Михалыч скрипнул зубами и яростно всосал стакан.
— Сурово с тобой жизнь обошлась, — согласился Псих. — А ты что? Только не говори мне, что, вернувшись, ты тут же не собрал еще большую банду и не поскакал утолить жажду мести, поотрывав бошки.
— Собрал и поскакал, разумеется, — закивал мэр. — Меньше половины домой вернулось. Я тебе наврал, каюсь. У этого Атиллы людей — десятков пять-семь, не больше. Зато есть какой-то артефакт невероятной мощи. Я не знаю, что это за фигня, но это капец какая фигня. Сначала огнем все поливает как из огнемета, потом ядовитым дымом все заволакивает, а под конец песок летит, да с такой скоростью и силой, что минут за десять все мясо с костей стешет.
— Сурово, — повторил Псих.
— Да не то слово! — махнул рукой Михалыч.
— Ну и что дальше было? — поинтересовался Псих.

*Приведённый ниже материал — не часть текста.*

PR #1516, opened 2020-09-25
Log GCS upload duration

mozbhearsum:
The actual log entries I'm 99% sure will work - I was able to verify them locally. I'm less certain about the level changes, but everything is logged as error right now, so this probably can't make things worse...


escapewindow (approved):
Non-blocking: There may be a module that does something like this:
- https://medium.com/pythonhive/python-decorator-to-measure-the-execution-time-of-methods-fa04cb6bb36d
- https://realpython.com/lessons/timing-functions-decorators/
- https://stackoverflow.com/questions/1622943/timeit-versus-timing-decorator
- etc.

Blocking, I think: test bustage

PR #3081, opened 2023-12-18
Guard against non-xml releases in xml get_update_blob

### LINKED ISSUE #3069: GuardianBlob does not behave correctly when used in an XML endpoint
We end up calling `getResponseProducts`, which is not implemented. This isn't really a _real_ problem, because all MozillaVPN clients use the JSON endpoint...but we should handle this more gracefully to avoid exception spam when someone does something silly like this.

Sentry Issue: [BALROG-PROD-PUBLIC-4G](https://mozilla.sentry.io/issues/4698120466/?referrer=github_integration)

```
AttributeError: 'GuardianBlob' object has no attribute 'getResponseProducts'
  File "auslib/web/public/client.py", line 150, in get_update_blob
    response_products = release.getResponseProducts()

AttributeError: 'GuardianBlob' object has no attribute 'getResponseProducts'
(6 additional frame(s) were not displayed)
...
  File "connexion/decorators/parameter.py", line 120, in wrapper
    return function(**kwargs)
  File "auslib/db.py", line 202, in __exit__
    raise e
  File "auslib/web/public/client.py", line 150, in get_update_blob
    response_products = release.getResponseProducts()
```

jcristau:
Fixes #3069

There might be a cleaner/cleverer way to do this?

### DIFF
--- a/src/auslib/web/public/client.py
+++ b/src/auslib/web/public/client.py
@@ -7,7 +7,8 @@ from flask import current_app as app
 from flask import make_response
 
 from auslib.AUS import FORCE_FALLBACK_MAPPING, FORCE_MAIN_MAPPING
-from auslib.blobs.base import createBlob
+from auslib.blobs.base import XMLBlob, createBlob
+from auslib.errors import BadDataError
 from auslib.global_state import dbo
 from auslib.services import releases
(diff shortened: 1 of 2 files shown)


bhearsum (approved):
I suppose this could probably be "fixed" with some more enhanced type checking to make the interfaces on the blobs better...but this is totally fine.

PR #3083, opened 2023-12-22
Add filter query to url on roles page

michellemounde:
Add filter query to the url on the roles page.

Before:
Screenshot from 2023-12-22 15-41-58

Now:
Screenshot from 2023-12-22 15-42-14


bhearsum (approved):
Thank you! We'll hold off on merging this until the new year, but it looks good.

PR #3087, opened 2024-01-12
feat: enable sentry integration for manage-db.py functions

bhearsum:
This is primarily aimed at the cleanup/database dump cronjobs, which currently have no visibility, but I imagine it will also be helpful for database upgrades as well.

Unfortunately, there's no good way to test this until it hits staging...


jcristau (approved):
seems worth a try, thanks!

PR #3088, opened 2024-01-16
Admin signoffs for changes to permissions

michellemounde:
Require 2 admin signoffs for changes to permissions to solve #2194

### DIFF
--- a/src/auslib/db.py
+++ b/src/auslib/db.py
@@ -1309,19 +1309,28 @@ class ScheduledChangeTable(AUSTable):
         self._checkBaseTablePermissions(base_table_where, base_columns, changed_by, transaction)
 
     def auto_signoff(self, changed_by, transaction, sc_id, dryrun, columns):
-        # - If the User scheduling a change only holds one of the required Roles, record a signoff with it.
-        # - If the User scheduling a change holds more than one of the required Roles, we cannot a Signoff, because
-        #   we don't know which Role we'd want to signoff with. The user will need to signoff
+        # - If the User scheduling a change only holds one of the required Roles/Permissions, record a signoff with it.
+        # - If the User scheduling a change holds more than one of the required Roles/Permissions, we cannot a Signoff, because
+        #   we don't know which Role/Permission we'd want to signoff with. The user will need to signoff
         #   manually in these cases.
         user_roles = self.db.getUserRoles(username=changed_by, transaction=transaction)
+        user_permissions = self.db.getUserPermissions(username=changed_by, retrieving_as=changed_by, transaction=transaction)
         if len(user_roles):
             required_roles = set()
             required_signoffs = self.baseTable.getPotentialRequiredSignoffs([columns], transaction=transaction)
             if required_signoffs:
-                required_roles.update([rs["role"] for rs in [obj for v in required_signoffs.values() for obj in v]])
+                required_roles.update([rs["role"] for rs in [obj for v in required_signoffs.values() for obj in v] if "role" in rs])
             possible_signoffs = list(filter(lambda role: role["role"] in required_roles, user_roles))
             if len(possible_signoffs) == 1:
                 self.signoffs.insert(changed_by=changed_by, transaction=transaction, dryrun=dryrun, sc_id=sc_id, role=possible_signoffs[0].get("role"))
+        elif len(user_permissions):
+            required_permissions = set()
+            required_signoffs = self.baseTable.getPotentialRequiredSignoffs([columns], transaction=transaction)
+            if required_signoffs:
+                required_roles.update([rs["permission"] for rs in [obj for v in required_signoffs.values() for obj in v] if "permission" in rs])
+            possible_signoffs = list(filter(lambda permission: permission["permission"] in required_permissions, user_permissions))
+            if len(possible_signoffs) == 1:
+                self.signoffs.insert(changed_by=changed_by, transaction=transaction, dryrun=dryrun, sc_id=sc_id, role=possible_signoffs[0].get("permission"))
 
     def select(self, where=None, transaction=None, **kwargs):
         ret = []
@@ -3042,6 +3051,9 @@ class AUSDatabase(object):
 
     def hasPermission(self, *args, **kwargs):
         return self.permissions.hasPermission(*args, **kwargs)
+
+    def getUserPermissions(self, *args, **kwargs):
+        return self.permissions.getUserPermissions(*args, **kwargs)
 
     def hasRole(self, *args, **kwargs):
         return self.permissions.hasRole(*args, **kwargs)
--- a/src/auslib/db.py
+++ b/src/auslib/db.py
@@ -2629,14 +2629,8 @@ class Permissions(AUSTable):
         for row in affected_rows:
             if not row:
                 continue
-            # XXX: This kindof sucks because it means that we don't have great control
-            # over the signoffs required permissions that don't specify products, or
-            # don't support them.
-            if "products" in self.allPermissions[row["permission"]] and row.get("options") and row["options"].get("products"):
-                for product in row["options"]["products"]:
-                    potential_required_signoffs["rs"].extend(self.db.permissionsRequiredSignoffs.select(where={"product": product}, transaction=transaction))
             else:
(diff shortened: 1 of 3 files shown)


gabrielBusta:
```diff
diff --git a/tests/test_db.py b/tests/test_db.py
index b8477ffc..f520bd46 100644
--- a/tests/test_db.py
+++ b/tests/test_db.py
@@ -5362,7 +5362,13 @@ class TestPermissions(unittest.TestCase, MemoryDatabaseMixin):
         self.assertEqual(set(history_columns), set(expected))
 
     def testGrantPermissions(self):
-        self.permissions.insert("bob", username="cathy", permission="release", options=dict(products=["SeaMonkey"]))
+        self.permissions.insert(
+            "bob",
+            username="cathy",
+            signoffs=[{"sc_id": 1, "username": "bill", "role": "admin"}, {"sc_id": 1, "username": "zawadi", "role": "admin"}],
+            permission="release",
+            options=dict(products=["SeaMonkey"]),
+        )
         query = self.permissions.t.select().where(self.permissions.username == "cathy")
         query = query.where(self.permissions.permission == "release")
         self.assertEqual(query.execute().fetchall(), [("release", "cathy", dict(products=["SeaMonkey"]), 1)])

```

gabrielBusta:
To debug the tests, you can run [this script](https://github.com/gabrielBusta/misc-public/blob/16cd73fda5777141314c373537c25216cfcdc6bb/create-test-container.sh) in _the root of your clone_ of `balrog` to create a container using the CI's test image. Then, inside the container you can [run the tests](https://github.com/gabrielBusta/misc-public/blob/16cd73fda5777141314c373537c25216cfcdc6bb/in-test-container.sh) and use the builtin Python debugger ([here's a nice tutorial on it](https://realpython.com/python-debugging-pdb/).) To set breakpoints in the `tests` module you need to use [`pytest.set_trace` (instead of the builtin method.)](https://stackoverflow.com/a/3254078) You can also raise an exception. For example:

```diff
diff --git a/tests/test_db.py b/tests/test_db.py
index b8477ffc..84e98564 100644
--- a/tests/test_db.py
+++ b/tests/test_db.py
@@ -5362,6 +5362,7 @@ class TestPermissions(unittest.TestCase, MemoryDatabaseMixin):
         self.assertEqual(set(history_columns), set(expected))
 
     def testGrantPermissions(self):
+        raise Exception("stop here")
         self.permissions.insert("bob", username="cathy", permission="release", options=dict(products=["SeaMonkey"]))
         query = self.permissions.t.select().where(self.permissions.username == "cathy")
         query = query.where(self.permissions.permission == "release")
```

gabrielBusta:
```diff
diff --git a/src/auslib/db.py b/src/auslib/db.py
index 3861d5c6..91a46b1f 100644
--- a/src/auslib/db.py
+++ b/src/auslib/db.py
@@ -2649,7 +2649,7 @@ class Permissions(AUSTable):
             if not row:
                 continue
             else:
-                potential_required_signoffs["rs"].extend([dict(permission="admin", signoffs_required=2)])
+                potential_required_signoffs["rs"].extend(self.db.permissionsRequiredSignoffs)
         return potential_required_signoffs
 
     def assertPermissionExists(self, permission):
@@ -3016,6 +3016,7 @@ class AUSDatabase(object):
             self.setDburi(dburi, mysql_traditional_mode, releases_history_buckets, releases_history_class, async_releases_history_class)
         self.log = logging.getLogger(self.__class__.__name__)
         self.systemAccounts = []
+        self.permissionsRequiredSignoffs = []
 
     def setDburi(
         self,
@@ -3133,9 +3134,8 @@ class AUSDatabase(object):
     def productRequiredSignoffs(self):
         return self.productRequiredSignoffsTable
 
-    @property
-    def permissionsRequiredSignoffs(self):
-        return self.permissionsRequiredSignoffsTable
+    def setPermissionsRequiredSignoffs(self, permissionsRequiredSignoffs):
+        self.permissionsRequiredSignoffs = permissionsRequiredSignoffs
 
     @property
     def dockerflow(self):
diff --git a/uwsgi/admin.wsgi b/uwsgi/admin.wsgi
index 2daed094..314e23b0 100644
--- a/uwsgi/admin.wsgi
+++ b/uwsgi/admin.wsgi
@@ -46,6 +46,10 @@ if STAGING or LOCALDEV:
         }
     )
 
+if LOCALDEV:
+    PERMISSIONS_REQUIRED_SIGNOFFS = [{"permission": "admin", "signoffs_required": 1}]
+else:
+    PERMISSIONS_REQUIRED_SIGNOFFS = [{"permission": "admin", "signoffs_required": 2}]
 
 # Logging needs to be set-up before importing the application to make sure that
 # logging done from other modules uses our Logger.
@@ -148,6 +152,7 @@ else:
 dbo.setDb(os.environ["DBURI"], buckets)
 dbo.setSystemAccounts(SYSTEM_ACCOUNTS)
 dbo.setDomainAllowlist(DOMAIN_ALLOWLIST)
+dbo.setPermissionsRequiredSignoffs(PERMISSIONS_REQUIRED_SIGNOFFS)
 application.config["ALLOWLISTED_DOMAINS"] = DOMAIN_ALLOWLIST
 application.config["PAGE_TITLE"] = "Balrog Administration"
 application.config["SECRET_KEY"] = os.environ["SECRET_KEY"]
```

src/auslib/db.py
```diff
@@ -1696,14 +1711,20 @@ def __init__(self, db, metadata, dialect, baseName):
         super(SignoffsTable, self).__init__(db, dialect, versioned=False, historyClass=HistoryTable)
 
     def insert(self, changed_by=None, transaction=None, dryrun=False, **columns):
-        if "sc_id" not in columns or "role" not in columns:
+        if "sc_id" not in columns and "role" not in columns:
```
gabrielBusta, line 1714: We do we need to update `or` to `and` here?

src/auslib/db.py
```diff
@@ -168,7 +168,8 @@ def verify_signoffs(potential_required_signoffs, signoffs):
     for signoff in signoffs:
         signoffs_given[signoff["role"]] += 1
     for rs in potential_required_signoffs:
-        required_signoffs[rs["role"]] = max(required_signoffs.get(rs["role"], 0), rs["signoffs_required"])
+        signoff_verifier = "role" if "role" in rs else "permission"
```
bhearsum, line 171: Unless this function needs to handle verifying permission _and_ non-permission signoffs at the same time, I think it would be better to have this passed as an argument.

It may also be worth considering moving this into a method on the `RequiredSignoffsTable`, and having `ProductRequiredSignoffsTable` and `PermissionsRequiredSignoffsTable` wrap it to set `signoff_verifier` correctly, as we already have those two classes that specialize signoffs along the exact lines we're doing here.

src/auslib/db.py
```diff
@@ -168,7 +168,8 @@ def verify_signoffs(potential_required_signoffs, signoffs):
...
+        required_signoffs[rs[signoff_verifier]] = max(required_signoffs.get(rs[signoff_verifier], 0), rs["signoffs_required"])
     for role, signoffs_required in required_signoffs.items():
         if signoffs_given[role] < signoffs_required:
             raise SignoffRequiredError("Not enough signoffs for role '{}'".format(role))
```
bhearsum, line 175: `role` is not always accurate in this error message anymore. (Passing `signoff_verifier` into the function would make it easy to deal with this.)

bhearsum (commented):
Just to make sure I understand: this patch is adding the _general_ ability to require signoffs based on permissions (even though we're only specifying one `admin` signoff for permission changes at the moment).

Assuming that's right, does this mean that we could theoretically set up required signoffs from roles _and_ permissions in the same place?

src/auslib/db.py
michellemounde: We do not need to update, that was an error on my part

src/auslib/db.py
michellemounde: Not sure I understand what you mean by wrap it.

 Does this mean setting the signoff_verifier in the `ProductRequiredSignoffsTable` and `PermissionsRequiredSignoffsTable` and then passing the signoff_verifier to `verify_signoffs`?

— А все, больше ничего и не было! — мэр опять скрипнул зубами и опять засадил стакан. — Демоны так в Чебаркуле и осели. Там хорошо — море озер, куча санаториев. К моему удивлению — дальше не пошли, Челябинск захватывать не стали. Похоже, их и Чебаркуль вполне устраивает. Он с Любой в Чебаркуле сидел, а я в Челябинске. Я еще пару раз попытался Любу вытащить — опять кровью умылся. Как жил — даже вспоминать не хочу. Злоба меня грызла — как будто внутри собака бешенная поселилась. Дурил по страшному, смерть звал, специально нарывался. Всех демонов на контролируемой мною территории извел, думал — Атилла не простит, но ему, похоже, пофиг. Так и сидит в Чебаркуле, носу не кажет. Видать, злость эта во мне в болезнь и переродилась. И тоже — хитрая болезнь какая-то, не сдохнуть, не выздороветь. Как будто издевалась надо мной судьба. И ты вот меня спас — я сперва обрадовался, задолбался я овощем жить, если честно. А сейчас что-то малость в себя пришел — и опять в голове как жук-короед свербит: «Да нафига тебе такая жизнь? Да лучше сдохнуть, чем так жить…». Веришь, нет — реально не знаю, что делать!
— Что делать, что делать… — сильно пошатываясь, Псих встал из-за стола. — Что тут думать — трясти надо! Ты не уходи, я скоро приду — добьем пузырь.
— Ты куда собрался? — не понял Михалыч.
— Как куда? — сильно удивился Псих. — В Чебаркуль.
Мэр был настолько пьян, что даже особо не удивился.